THE LATEST ON RUSSIAN NUCLEAR THREATS
As the team here at the Center continues to track new developments in Ukraine, the nuclear risks of the current crisis remain top of mind.
We have continued to update a series of frequently asked questions about the nuclear issues involved in the Ukraine crisis. They answer questions about why Ukraine is so important to Russia, whether Ukraine has the tools to build a nuclear weapon, the likelihood of Russian President Vladimir Putin using a nuclear weapon in Ukraine, and more. This information has been shared widely in Congressional offices and across social media, helping promote informed conversation in a sea of rapidly changing news and misinformation.
We know the news about the ongoing conflict can be overwhelming; here is a selection of several interviews featuring our team members over the past few weeks.
How serious is Russia about nuclear war? (May 7; Yahoo! News)
What’s the latest on Russia and Ukraine? (April 28; WWL News)
Russia’s ‘Satan 2’ missile changes little for U.S., scholars say (April 20; The Washington Post)
Five deadly weapons Russia is accused of using in Ukraine (April 18; The Hill)
OP-ED: Putin’s horrendous war on Ukraine is no reason to give up on renewing the nuclear deal with Iran (April 18; Business Insider)

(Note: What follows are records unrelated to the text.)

PR #6501, opened 2025-07-10
feat: introduce common event recorder

zyy17:

**Adds the following traits to define the event recorder(`src/common/event-recorder`)**

   - `Event`: Event trait defines the interface for events that can be recorded and persisted to system tables:
  
     ```rust
     pub trait Event: Send + Sync + Debug {
         /// Returns the type of the event.
         fn event_type(&self) -> &str;

         /// Returns the timestamp of the event. Default to the current time.
         fn timestamp(&self) -> Timestamp {
             Timestamp::current_time(TimeUnit::Nanosecond)
         }

         /// Returns the JSON bytes of the event as the payload.
         fn json_payload(&self) -> Result<String>;

         /// Add the extra schema to the event with the default schema.
         fn extra_schema(&self) -> Vec<ColumnSchema> {
             vec![]
         }

         /// Add the extra row to the event with the default row.
         fn extra_row(&self) -> Result<Row> {
             Ok(Row { values: vec![] })
         }

         /// Returns the event as any type.
         fn as_any(&self) -> &dyn Any;
     }
     ```

     By default, the event recorder will record the event with the following schema: `type`, `payload`, `timestamp`. If the developer wants to add more columns to the event, they can override the `extra_schema()` and `extra_row()` methods.

   - `EventRecorder`: EventRecorder trait defines the interface for recording events:
   
     ```rust
     pub trait EventRecorder: Send + Sync + 'static {
         /// Records an event for persistence and processing by [EventHandler].
         fn record(&self, event: Box<dyn Event>) -> Result<()>;
     }
     ```

     The `EventRecorder` is the major API that can be used in the application code to record events.
  
   - `EventHandler`: EventHandler trait defines the interface for how to handle the event:
  
     ```rust
     pub trait EventHandler: Send + Sync + 'static {
         /// Processes and handles incoming events. The [DefaultEventHandlerImpl] implementation forwards events to frontend instances for persistence.
         /// We use `&[Box<dyn Event>]` to avoid consuming the events, so the caller can buffer the events and retry if the handler fails.
         async fn handle(&self, events: &[Box<dyn Event>]) -> Result<()>;
     }
     ```

     Different roles(e.g. frontend, meta-srv, datanode) can implement the `EventHandler` trait to handle the events. **All the events will be pesisted as a mito system table `greptime_private.events`**.

## PR Checklist

### DIFF
--- a/src/common/event-recorder/src/error.rs
+++ b/src/common/event-recorder/src/error.rs
@@ -28,13 +28,6 @@ pub enum Error {
         location: Location,
     },
 
-    #[snafu(display("Keyvalue backend error"))]
-    KvBackend {
-        source: common_meta::error::Error,
-        #[snafu(implicit)]
-        location: Location,
-    },
-
     #[snafu(display("Mismatched schema, expected: {:?}, actual: {:?}", expected, actual))]
     MismatchedSchema {
         #[snafu(implicit)]
@@ -50,7 +43,7 @@ impl ErrorExt for Error {
     fn status_code(&self) -> StatusCode {
         match self {
             Error::MismatchedSchema { .. } => StatusCode::InvalidArguments,
-            Error::NoAvailableFrontend { .. } | Error::KvBackend { .. } => StatusCode::Internal,
+            Error::NoAvailableFrontend { .. } => StatusCode::Internal,
         }
     }
 
--- a/src/common/event-recorder/src/error.rs
+++ b/src/common/event-recorder/src/error.rs
@@ -1,0 +1,60 @@
+// Copyright 2023 Greptime Team
+//
+// Licensed under the Apache License, Version 2.0 (the "License");
+// you may not use this file except in compliance with the License.
+// You may obtain a copy of the License at
+//
+//     http://www.apache.org/licenses/LICENSE-2.0
+//
+// Unless required by applicable law or agreed to in writing, software
+// distributed under the License is distributed on an "AS IS" BASIS,
+// WITHOUT WARRANTIES OR CONDITIONS OF ANY KIND, either express or implied.
+// See the License for the specific language governing permissions and
+// limitations under the License.
+
+use api::v1::ColumnSchema;
+use common_error::ext::ErrorExt;
+use common_error::status_code::StatusCode;
+use common_macro::stack_trace_debug;
+use snafu::{Location, Snafu};
+
+#[derive(Snafu)]
+#[snafu(visibility(pub))]
+#[stack_trace_debug]
+pub enum Error {
+    #[snafu(display("No available frontend"))]
+    NoAvailableFrontend {
+        #[snafu(implicit)]
+        location: Location,
+    },
+
+    #[snafu(display("Keyvalue backend error"))]
+    KvBackend {
+        source: common_meta::error::Error,
+        #[snafu(implicit)]
+        location: Location,
+    },
+
+    #[snafu(display("Mismatched schema, expected: {:?}, actual: {:?}", expected, actual))]
+    MismatchedSchema {
+        #[snafu(implicit)]
+        location: Location,
+        expected: Vec<ColumnSchema>,
+        actual: Vec<ColumnSchema>,
+    },
+}
+
+pub type Result<T> = std::result::Result<T, Error>;
+
+impl ErrorExt for Error {
+    fn status_code(&self) -> StatusCode {
+        match self {
+            Error::MismatchedSchema { .. } => StatusCode::InvalidArguments,
+            Error::NoAvailableFrontend { .. } | Error::KvBackend { .. } => StatusCode::Internal,
+        }
+    }
+
+    fn as_any(&self) -> &dyn std::any::Any {
+        self
+    }
+}
--- a/src/common/event-recorder/src/recorder.rs
+++ b/src/common/event-recorder/src/recorder.rs
@@ -204,7 +204,7 @@ pub trait EventRecorder: Send + Sync + 'static {
     fn record(&self, event: Box<dyn Event>);
 
     /// Cancels the event recorder.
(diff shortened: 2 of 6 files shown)


zyy17:
This PR is split from https://github.com/GreptimeTeam/greptimedb/pull/6423.

src/common/event-recorder/src/error.rs
```diff
@@ -0,0 +1,60 @@
...
+        #[snafu(implicit)]
+        location: Location,
+    },
+
+    #[snafu(display("Keyvalue backend error"))]
+    KvBackend {
+        source: common_meta::error::Error,
+        #[snafu(implicit)]
+        location: Location,
+    },
```
WenyXu: unused?

src/common/event-recorder/src/recorder.rs
```diff
@@ -0,0 +1,443 @@
...
+    }
+
+    // NOTE: While we implement a retry mechanism for failed event handling, there is no guarantee that all events will be processed successfully.
+    async fn flush_events_to_handler(&self, buffer: &mut Vec<Box<dyn Event>>) {
+        if !buffer.is_empty() {
+            debug!("Flushing {} events to the event handler", buffer.len());
+
+            // Use the fixed interval to retry the failed events.
+            let mut retry = 1;
+            while retry <= self.max_retry_times {
```
WenyXu: nit: we can use `backon` crate

src/common/event-recorder/src/recorder.rs
```diff
@@ -0,0 +1,443 @@
...
+
+    async fn process(mut self, buffer_size: usize) {
+        info!("Start the background processor in event recorder to handle the received events.");
+
+        let mut buffer = Vec::with_capacity(buffer_size);
+        let mut interval = tokio::time::interval(self.process_interval);
+
+        loop {
+            tokio::select! {
+                maybe_event = self.rx.recv() => {
```
WenyXu, line 343: nit: Consider handling the upper-layer cancel/stop signal and flushing pending events. Introducing a `CancellationToken` could help.

WenyXu (approved):
Rest LGTM

src/common/event-recorder/src/recorder.rs
```diff
@@ -0,0 +1,456 @@
...
+        let (tx, rx) = channel(DEFAULT_CHANNEL_SIZE);
+
+        let mut recorder = Self { tx, handle: None };
+
+        let processor = EventProcessor::new(
+            rx,
+            event_handler,
+            DEFAULT_FLUSH_INTERVAL_SECONDS,
+            DEFAULT_MAX_RETRY_TIMES,
+        );
```
WenyXu: nit: Someone should hold the cancel token

src/common/event-recorder/src/recorder.rs
```diff
@@ -0,0 +1,456 @@
...
+                        buffer.push(maybe_event);
+                    } else {
+                        // When received a closed signal, flush the buffer and exit the loop.
+                        self.flush_events_to_handler(&mut buffer).await;
+                        break;
+                    }
+                }
+                // Cancel the processor through the cancel token.
+                _ = self.cancel_token.cancelled() => {
+                    break;
```
WenyXu: nit: better flush the events, and log the cancel event.

src/common/event-recorder/src/recorder.rs
```diff
@@ -0,0 +1,456 @@
...
+    }
+
+    // NOTE: While we implement a retry mechanism for failed event handling, there is no guarantee that all events will be processed successfully.
+    async fn flush_events_to_handler(&self, buffer: &mut Vec<Box<dyn Event>>) {
+        if !buffer.is_empty() {
+            debug!("Flushing {} events to the event handler", buffer.len());
+
+            let mut backoff = ExponentialBuilder::default()
+                .with_min_delay(Duration::from_millis(
+                    DEFAULT_FLUSH_INTERVAL_SECONDS.as_millis() as u64 / self.max_retry_times,
```
WenyXu: nit: ensure `self.max_retry_times` is not zero

zyy17: use `self.max_retry_times.max(1)` to prevent it(although it is always `DEFAULT_MAX_RETRY_TIMES`).

src/common/event-recorder/src/recorder.rs
```diff
@@ -0,0 +1,518 @@
...
+        let mut interval = tokio::time::interval(self.process_interval);
+
+        loop {
+            tokio::select! {
+                maybe_event = self.rx.recv() => {
+                    if let Some(maybe_event) = maybe_event {
+                        debug!("Received event: {:?}", maybe_event);
+
+                        if buffer.len() >= buffer_size {
+                            warn!(
```
killme2008: The log is unnecessary since this is expected behavior and doesn't warrant a warning. Using `debug!` is appropriate.

src/common/event-recorder/src/recorder.rs
```diff
@@ -0,0 +1,518 @@
...
+    Ok(())
+}
+
+/// EventRecorder trait defines the interface for recording events.
+pub trait EventRecorder: Send + Sync + 'static {
+    /// Records an event for persistence and processing by [EventHandler].
+    fn record(&self, event: Box<dyn Event>);
+
+    /// Cancels the event recorder.
+    fn cancel(&self);
```
killme2008: `stop` or `close` is more appropriate, as it stops the background processor.

killme2008 (approved):
Almost LGTM

src/common/event-recorder/src/recorder.rs
zyy17: Add the `close()` API to let the caller to decide when to close the event recorder.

NEW PODCAST: THE FUTURE OF NONSTRATEGIC NUCLEAR WEAPONS
Battlefield nuclear weapons — also called tactical or nonstrategic nuclear weapons — are a continuing topic of conversation in the halls of Congress and inside the Pentagon following Russia’s invasion of Ukraine. But what are they, are they necessary and why do we keep talking about them? Nukes of Hazard podcast host and Center Policy Analyst Geoff Wilson talks with Jane Vaynman, Assistant Professor in Political Science at Temple University, to discuss their role in the U.S. nuclear arsenal, deterrence and more. Listen online or find Nukes of Hazard wherever you get your podcasts.
FAQs: IRAN NUCLEAR DEAL
As negotiations to reinstate the Joint Comprehensive Plan of Action, better known as the Iran nuclear deal, continue, Research Analyst Samuel Hickey has answered some freqently asked questions about the deal, including what it accomplished, how it manages Iran’s missile program, Russia’s involvement in the deal and why various countries support it.

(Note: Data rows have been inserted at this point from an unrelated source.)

PR #6529, opened 2025-07-15
feat: supports more db options

### LINKED ISSUE #5549: Table options not available in CREATE DATABASE
### What type of bug is this?

Configuration

Standalone mode, Metasrv

### Minimal reproduce step

It's mentioned in [doc](https://docs.greptime.com/reference/sql/create#create-database) table options are applicable to CREATE DATABSE WITH as well, but the [code](https://github.com/GreptimeTeam/greptimedb/blob/8026b1d/src/sql/src/parsers/create_parser.rs#L61) suggests it's hard coded to allow only TTL.

Execute the following SQL.

```
create database log with (ttl = '7d', storage = 's3');
```

```toml
# config file
[storage]
type = "File"
data_home = "/var/lib/greptimedb"
cache_path = "/var/lib/greptimedb/cache"
cache_capacity = "2GiB"

[wal]
dir = "/var/lib/greptimedb/wal"

[logging]
dir = "/var/lib/greptimedb/log"

[[storage.providers]]
name = "s3"
type = "S3"
# more s3 configs redacted
```

database created with default storage options.

### What did you see instead?

```
11:31:35 PM [error] create database log with (ttl = '7d', storage = 's3'); Unrecognized database option key: storage
```

docker.io/greptime/greptimedb:v0.11.3 on arm64 orangepi 5 pro

v0.11.3

```bash

```

killme2008:

Close #5549

## PR Checklist

### DIFF
--- a/src/common/meta/src/key/schema_name.rs
+++ b/src/common/meta/src/key/schema_name.rs
@@ -12,7 +12,7 @@
 // See the License for the specific language governing permissions and
 // limitations under the License.
 
-use std::collections::HashMap;
+use std::collections::{BTreeMap, HashMap};
 use std::fmt::Display;
 
 use common_catalog::consts::{DEFAULT_CATALOG_NAME, DEFAULT_SCHEMA_NAME};
@@ -59,7 +59,7 @@ pub struct SchemaNameValue {
     #[serde(default)]
     pub ttl: Option<DatabaseTimeToLive>,
     #[serde(default)]
-    pub extra_options: HashMap<String, String>,
+    pub extra_options: BTreeMap<String, String>,
 }
 
 impl Display for SchemaNameValue {
@@ -451,7 +451,7 @@ mod tests {
             parsed,
             Some(SchemaNameValue {
                 ttl: Some(Duration::from_secs(10).into()),
-                extra_options: HashMap::new(),
+                extra_options: BTreeMap::new(),
             })
         );
 
@@ -466,7 +466,7 @@ mod tests {
         // Simulate new format: ttl + extra_options
         let json = r#"{"ttl":"15s","extra_options":{"foo":"bar","baz":"qux"}}"#;
         let parsed = SchemaNameValue::try_from_raw_value(json.as_bytes()).unwrap();
-        let mut expected_options = HashMap::new();
+        let mut expected_options = BTreeMap::new();
         expected_options.insert("foo".to_string(), "bar".to_string());
         expected_options.insert("baz".to_string(), "qux".to_string());
         assert_eq!(
--- a/src/common/meta/src/key/schema_name.rs
+++ b/src/common/meta/src/key/schema_name.rs
@@ -58,12 +58,17 @@ impl Default for SchemaNameKey<'_> {
 pub struct SchemaNameValue {
     #[serde(default)]
     pub ttl: Option<DatabaseTimeToLive>,
+    #[serde(default)]
+    pub extra_options: HashMap<String, String>,
 }
 
 impl Display for SchemaNameValue {
     fn fmt(&self, f: &mut std::fmt::Formatter<'_>) -> std::fmt::Result {
         if let Some(ttl) = self.ttl.map(|i| i.to_string()) {
-            write!(f, "ttl='{}'", ttl)?;
+            write!(f, "'ttl'='{}'", ttl)?;
+        }
+        for (k, v) in self.extra_options.iter() {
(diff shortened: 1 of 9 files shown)


src/common/meta/src/key/schema_name.rs
```diff
@@ -58,12 +58,17 @@ impl Default for SchemaNameKey<'_> {
 pub struct SchemaNameValue {
     #[serde(default)]
     pub ttl: Option<DatabaseTimeToLive>,
+    #[serde(default)]
+    pub extra_options: BTreeMap<String, String>,
```
MichaelScofield, line 62: `ttl` and `extra_options` are two conversely ways to organize the options: `ttl` is to make options explicit, while `extra_options` is implicit. I think it's better to stick to one, either "flatten" the `extra_options`, make every options appeared like the "ttl", or absorb the "ttl" in the `extra_options`.

killme2008: The `ttl` setting is unique: tables without a specified `ttl` will inherit this value, and changing it will impact all such tables.

The other options act as template variables and should be separated.

src/table/src/requests.rs
```diff
@@ -65,6 +71,23 @@ pub const VALID_TABLE_OPTION_KEYS: [&str; 11] = [
     TABLE_DATA_MODEL,
 ];
 
+// Valid option keys when creating a db.
+static VALID_DB_OPT_KEYS: Lazy<HashSet<&str>> = Lazy::new(|| {
+    let mut set = HashSet::new();
```
MichaelScofield, line 77:
```suggestion
    let mut set = HashSet::with_capacity(6);
```

MichaelScofield (approved):

src/sql/src/parsers/create_parser.rs
```diff
@@ -215,6 +209,14 @@ impl<'a> ParserContext<'a> {
...
             );
         }
+        if let Some(append_mode) = options.get("append_mode") {
+            if append_mode == "true" && options.contains_key("merge_mode") {
+                return InvalidDatabaseOptionSnafu {
+                    key: "merge_mode".to_string(),
+                }
+                .fail();
+            }
+        }
```
evenyag, line 219: I think we should not put this check on the parser side. Is it possible to move the check to the ddl phase?

src/operator/src/statement/ddl.rs
```diff
@@ -107,7 +107,33 @@ impl StatementExecutor {
...
         let create_expr = &mut expr_helper::create_to_expr(&stmt, &ctx)?;
+        // We don't put ttl into the table options
+        // Because it will be used directly while compaction.
+        if let Some(schema_options) = schema_options {
+            for (key, value) in schema_options.extra_options.iter() {
+                create_expr
+                    .table_options
+                    .entry(key.clone())
+                    .or_insert(value.clone());
+            }
```
evenyag, line 134: If we set these options while creating the table, what if we want to change the database level setting?

For TTL, it affects all tables.

src/sql/src/parsers/create_parser.rs
killme2008: Why not check in advance? Checking later has already wasted a lot of resources

src/operator/src/statement/ddl.rs
killme2008: As I said and the issue's description, there are just as the template variables to create tables.

src/operator/src/statement/ddl.rs
```diff
@@ -107,7 +107,33 @@ impl StatementExecutor {
...
+        let schema_options = self
+            .table_metadata_manager
+            .schema_manager()
+            .get(SchemaNameKey {
+                catalog: &catalog,
+                schema: &schema,
+            })
+            .await
+            .context(TableMetadataManagerSnafu)?
+            .map(|v| v.into_inner());
```
evenyag, line 123: Realized that we should also skip this for system tables like the pipeline table...
Does TTL have this problem?

src/sql/src/parsers/create_parser.rs
evenyag: I don't think the parser should handle this business logic... But this isn't a blocker.

src/operator/src/statement/ddl.rs
evenyag: The pipeline is under greptime_private schema so this may not be a problem.

evenyag (approved):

NEW DATE: A CONVERSATION WITH REP. KATIE PORTER
IMPORTANT OPPOSITION TO SUBMARINE-LAUNCHED CRUISE MISSILE
House Strategic Forces Subcommittee Chairman Jim Cooper (D-TN) has strongly backed the Biden administration’s decision to abandon a new nuclear-tipped sea-launched cruise missile. In a May 17 statement, he declared, “I commend the Biden administration for its decision to retire the B-83 gravity bomb and forgo a new nuclear sea-launched cruise missile. Adding a life-extension to the B-83 and developing a new SLCM warhead would further strain a National Nuclear Security Administration complex that is already facing significant challenges.”

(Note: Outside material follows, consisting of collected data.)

PR #6534, opened 2025-07-16
fix: aggr group by all partition cols use partial commutative

discord9:

**this is a small fix(400+ lines), the rest of new code is unit testing**
- fix a bug where aggr group by all partition cols should use partial commutative, not commutative, so that if a push down is already in progress(either being `Sort` or `Limit`), aggr group by all partition cols will not be push-down
- fix a problem when join query have multiple merge scan, all merge scan metrics should be shown when `explain analyze`(in `analyze.rs`)
- add stack traced column requirement for expanding `Sort` properly, see `expand_proj_sort_proj` testcase
- fix a problem where partition columns is not checked for aliased column, see `proj_multi_alias_tracker` testcase
- add more unit test cases, almost exhausting all non-trivial combine of `Sort`, `Limit`, `Aggregate(Group by Partition Columns)` and `Aggregate(Step-able)`
- found bug with `Sort` and alias, choose to fix in next pr as this alias case is too complex to fix now and this is already a complex fix pr, see `expand_sort_alias_conflict_limit` unit test for failed optimize
- TODO: probably will add in next pr to choice to fallback to only push down table scan when `DistPlanner` produce error when trying to push down query
```
Aggr group by partition cols
  [ multiple comm node in the middle]
      Sort expr_list
```
which is currently wrongly optimized to :
```
frontend:
MergeSort expr_list
  MergeScan

datanode:
Aggr group by partition cols
  [ multiple comm node in the middle]
      Sort expr_list
```

which it shoudn't, as correct behavior is to optimize to like:
```
frontend:
Aggr group by partition cols
  MergeSort expr_list
    MergeScan

datanode:
  [ multiple comm node in the middle]
      Sort expr_list
```

TODO: more testcases around tql&aggr push down is needed, currently this path haven't been test thoroughly enough

## PR Checklist


src/query/src/dist_plan/analyzer.rs
```diff
@@ -223,7 +239,7 @@ impl PlanRewriter {
             Commutativity::Commutative => {}
             Commutativity::PartialCommutative => {
                 if let Some(plan) = partial_commutative_transformer(plan) {
-                    self.update_column_requirements(&plan);
+                    self.update_column_requirements(&plan, self.level - 1);
```
evenyag, line 272: Why do we use `level - 1` instead of `level`?

src/query/src/dist_plan/analyzer.rs
```diff
@@ -381,38 +417,85 @@ impl PlanRewriter {
 /// Requirements enforced by this rewriter:
 /// - Enforce column requirements for `LogicalPlan::Projection` nodes. Makes sure the
 ///   required columns are available in the sub plan.
+///
+#[derive(Debug)]
 struct EnforceDistRequirementRewriter {
-    column_requirements: HashSet<Column>,
+    // only enforce column requirements after the expanding node in question
```
evenyag: What does "the expanding node in question" mean?

tests/cases/distributed/explain/step_aggr_advance.sql
```diff
@@ -0,0 +1,307 @@
...
+    ORDER BY
+      a,
+      b
+  )
+GROUP BY
+  a;
+
+drop table aggr_optimize_not_count;
+
+drop table aggr_optimize_not;
```
evenyag: non-blocking
```suggestion
drop table aggr_optimize_not;

```

src/query/src/dist_plan/analyzer.rs
discord9: > Why do we use `level - 1` instead of `level`?

Because plan is parent of node that might expand

src/query/src/dist_plan/analyzer.rs
discord9: > What does "the expanding node in question" mean?

the node in `self.expand(node)`

discord9:
~found another bug with partition columns and alias, working on a fix too~
fixed

waynexia (approved):

src/query/src/dist_plan/analyzer/utils.rs
```diff
@@ -0,0 +1,318 @@
...
+                self.mapping
+            );
+        }
+    }
+
+    pub fn get_all_alias_for_col(&self, col_name: &str) -> Option<&HashSet<Column>> {
+        self.mapping.get(col_name)
+    }
+
+    #[allow(unused)]
```
evenyag, line 141: Did we use this?

src/query/src/dist_plan/commutativity.rs
```diff
@@ -405,8 +421,14 @@ impl Categorizer {
...
-        for col in partition_cols {
-            if !ref_cols.contains(col) {
+        for all_alias in partition_cols.values() {
+            let all_alias = all_alias
+                .iter()
+                .map(|c| c.name.clone())
+                .collect::<HashSet<_>>();
+            // check if ref columns intersect with all alias of partition columns
+            // is empty, if it's empty, not all partition columns show up in `exprs`
+            if ref_cols.intersection(&all_alias).count() == 0 {
```
evenyag, line 420: Maybe we can iterate ref_cols to check them in all_alias manually to avoid constructing the hash set again.

src/query/src/dist_plan/commutativity.rs
```diff
@@ -322,17 +335,20 @@ impl Categorizer {
...
         match plan.name() {
             name if name == SeriesDivide::name() => {
                 let series_divide = plan.as_any().downcast_ref::<SeriesDivide>().unwrap();
                 let tags = series_divide.tags().iter().collect::<HashSet<_>>();
-                for partition_col in partition_cols {
-                    if !tags.contains(partition_col) {
+
+                for all_alias in partition_cols.values() {
+                    let all_alias = all_alias.iter().map(|c| &c.name).collect::<HashSet<_>>();
+                    if tags.intersection(&all_alias).count() == 0 {
```
evenyag, line 336: nitpick: Can we iterate series_divide.tags() and check existence in the all_alias set?

src/query/src/dist_plan/analyzer.rs
```diff
@@ -381,42 +486,96 @@ impl PlanRewriter {
...
-            if column_requirements.is_empty() {
-                return Ok(Transformed::no(node));
-            }
+        // check that node doesn't have multiple children, i.e. join/subquery
+        if node.inputs().len() > 1 {
+            return Err(datafusion_common::DataFusionError::Internal(
+                "EnforceDistRequirementRewriter: node with multiple inputs is not supported"
+                    .to_string(),
+            ));
+        }
```
evenyag, line 526: If we return an error here, will we get an error when we execute a query with JOIN/SUBQUERY?

discord9: > If we return an error here, will we get an error when we execute a query with JOIN/SUBQUERY?

no, `should_expand` make sure that join/subquery never get expanded(so if any does have >1 input, it's unexpected)

src/query/src/dist_plan/commutativity.rs
discord9: > Maybe we can iterate ref_cols to check them in all_alias manually to avoid constructing the hash set again.

not avoidable still, since `all_alias` is a HashSet<Column> so can't get by string

src/query/src/dist_plan/analyzer/utils.rs
discord9: > Did we use this?

not yet but could be useful later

Former NATO Supreme Allied Commander James Stavridis also weighed in this week, saying, “on nuclear weapons, I am concerned about the destabilizing effect of lighter, smaller, and less clear-cut systems—such as the sea launch cruise missile tipped with nuclear weapons. Trying to mix-and-match conventional cruise missiles with systems that have nuclear capability generates real uncertainty in the mind of an opponent, who might overreact and escalate to a nuclear scenario. That is a significant worry.”